Repeat the stretch of entries below from the line with "PR #390, opened 2021-06-02" through the line with "PR #392, opened 2021-06-08". Include both ends and add nothing.

| Supplied information |

--- START ---

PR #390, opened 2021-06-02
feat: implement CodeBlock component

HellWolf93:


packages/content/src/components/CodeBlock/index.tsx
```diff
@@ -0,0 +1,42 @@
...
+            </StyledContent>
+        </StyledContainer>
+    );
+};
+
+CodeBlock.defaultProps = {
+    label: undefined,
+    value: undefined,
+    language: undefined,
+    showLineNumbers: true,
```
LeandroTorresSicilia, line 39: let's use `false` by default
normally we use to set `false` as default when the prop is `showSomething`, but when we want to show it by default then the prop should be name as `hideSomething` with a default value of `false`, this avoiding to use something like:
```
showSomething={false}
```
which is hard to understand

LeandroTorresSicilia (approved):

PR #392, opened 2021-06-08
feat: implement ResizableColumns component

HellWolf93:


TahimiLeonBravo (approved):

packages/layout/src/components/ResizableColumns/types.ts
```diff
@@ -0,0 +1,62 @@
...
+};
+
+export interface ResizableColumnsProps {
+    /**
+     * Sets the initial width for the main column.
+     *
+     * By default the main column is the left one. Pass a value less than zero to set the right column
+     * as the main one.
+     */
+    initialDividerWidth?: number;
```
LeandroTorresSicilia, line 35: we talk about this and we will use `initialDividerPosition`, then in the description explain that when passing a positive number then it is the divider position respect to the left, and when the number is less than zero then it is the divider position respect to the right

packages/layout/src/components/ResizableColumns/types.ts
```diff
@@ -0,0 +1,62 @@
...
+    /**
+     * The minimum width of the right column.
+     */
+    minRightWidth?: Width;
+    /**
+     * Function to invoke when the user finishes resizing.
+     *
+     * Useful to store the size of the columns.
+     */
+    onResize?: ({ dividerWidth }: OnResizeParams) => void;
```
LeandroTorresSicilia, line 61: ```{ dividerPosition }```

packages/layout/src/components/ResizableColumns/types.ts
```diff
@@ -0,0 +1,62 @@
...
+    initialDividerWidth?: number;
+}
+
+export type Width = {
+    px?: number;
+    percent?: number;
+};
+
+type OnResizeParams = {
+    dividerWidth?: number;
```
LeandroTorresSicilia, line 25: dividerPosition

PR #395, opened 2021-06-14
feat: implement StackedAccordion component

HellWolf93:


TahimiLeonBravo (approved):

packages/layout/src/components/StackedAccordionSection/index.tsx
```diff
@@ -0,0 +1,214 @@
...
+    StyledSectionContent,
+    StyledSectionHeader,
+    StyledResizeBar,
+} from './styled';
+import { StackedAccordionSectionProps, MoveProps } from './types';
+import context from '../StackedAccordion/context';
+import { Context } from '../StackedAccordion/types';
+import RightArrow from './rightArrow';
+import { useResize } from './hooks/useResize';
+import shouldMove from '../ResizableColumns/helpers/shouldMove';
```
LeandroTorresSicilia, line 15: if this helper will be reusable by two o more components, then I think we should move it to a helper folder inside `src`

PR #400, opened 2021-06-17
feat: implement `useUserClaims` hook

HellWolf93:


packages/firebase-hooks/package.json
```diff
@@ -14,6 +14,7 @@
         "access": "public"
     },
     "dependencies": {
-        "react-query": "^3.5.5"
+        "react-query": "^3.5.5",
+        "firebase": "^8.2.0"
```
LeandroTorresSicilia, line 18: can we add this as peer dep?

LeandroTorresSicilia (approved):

--- END ---
--- START ---

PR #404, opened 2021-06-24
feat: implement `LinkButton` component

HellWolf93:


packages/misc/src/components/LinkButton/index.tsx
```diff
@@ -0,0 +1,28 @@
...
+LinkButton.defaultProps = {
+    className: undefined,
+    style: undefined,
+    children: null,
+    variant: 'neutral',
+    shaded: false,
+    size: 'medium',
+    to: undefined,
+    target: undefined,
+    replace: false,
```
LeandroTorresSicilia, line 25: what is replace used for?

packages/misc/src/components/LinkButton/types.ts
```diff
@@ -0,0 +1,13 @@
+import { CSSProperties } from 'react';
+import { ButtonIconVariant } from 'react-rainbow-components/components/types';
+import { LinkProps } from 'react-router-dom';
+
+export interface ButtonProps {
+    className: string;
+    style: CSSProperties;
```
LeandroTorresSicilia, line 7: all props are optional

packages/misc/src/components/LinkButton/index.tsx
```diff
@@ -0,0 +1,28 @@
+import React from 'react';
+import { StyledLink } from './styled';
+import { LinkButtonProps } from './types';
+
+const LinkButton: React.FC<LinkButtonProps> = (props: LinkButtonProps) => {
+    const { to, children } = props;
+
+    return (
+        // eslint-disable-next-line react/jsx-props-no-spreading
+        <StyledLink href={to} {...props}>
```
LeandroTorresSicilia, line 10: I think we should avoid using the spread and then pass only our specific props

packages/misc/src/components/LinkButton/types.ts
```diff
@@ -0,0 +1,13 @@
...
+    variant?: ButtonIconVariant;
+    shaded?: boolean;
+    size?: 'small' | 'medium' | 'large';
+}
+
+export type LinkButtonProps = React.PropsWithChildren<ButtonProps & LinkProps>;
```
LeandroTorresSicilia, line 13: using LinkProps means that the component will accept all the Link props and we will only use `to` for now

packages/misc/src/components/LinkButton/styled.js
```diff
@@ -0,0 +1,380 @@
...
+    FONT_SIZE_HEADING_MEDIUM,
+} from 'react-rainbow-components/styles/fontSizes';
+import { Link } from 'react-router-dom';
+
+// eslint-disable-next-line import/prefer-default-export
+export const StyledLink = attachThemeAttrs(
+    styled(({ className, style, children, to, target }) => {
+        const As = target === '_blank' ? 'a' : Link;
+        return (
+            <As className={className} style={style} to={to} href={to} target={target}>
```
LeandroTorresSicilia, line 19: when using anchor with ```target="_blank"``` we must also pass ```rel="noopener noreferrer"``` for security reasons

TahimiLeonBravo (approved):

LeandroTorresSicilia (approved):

--- END ---

| Answer section |
PR #390, opened 2021-06-02
feat: implement CodeBlock component

HellWolf93:


packages/content/src/components/CodeBlock/index.tsx
```diff
@@ -0,0 +1,42 @@
...
+            </StyledContent>
+        </StyledContainer>
+    );
+};
+
+CodeBlock.defaultProps = {
+    label: undefined,
+    value: undefined,
+    language: undefined,
+    showLineNumbers: true,
```
LeandroTorresSicilia, line 39: let's use `false` by default
normally we use to set `false` as default when the prop is `showSomething`, but when we want to show it by default then the prop should be name as `hideSomething` with a default value of `false`, this avoiding to use something like:
```
showSomething={false}
```
which is hard to understand

LeandroTorresSicilia (approved):

PR #392, opened 2021-06-08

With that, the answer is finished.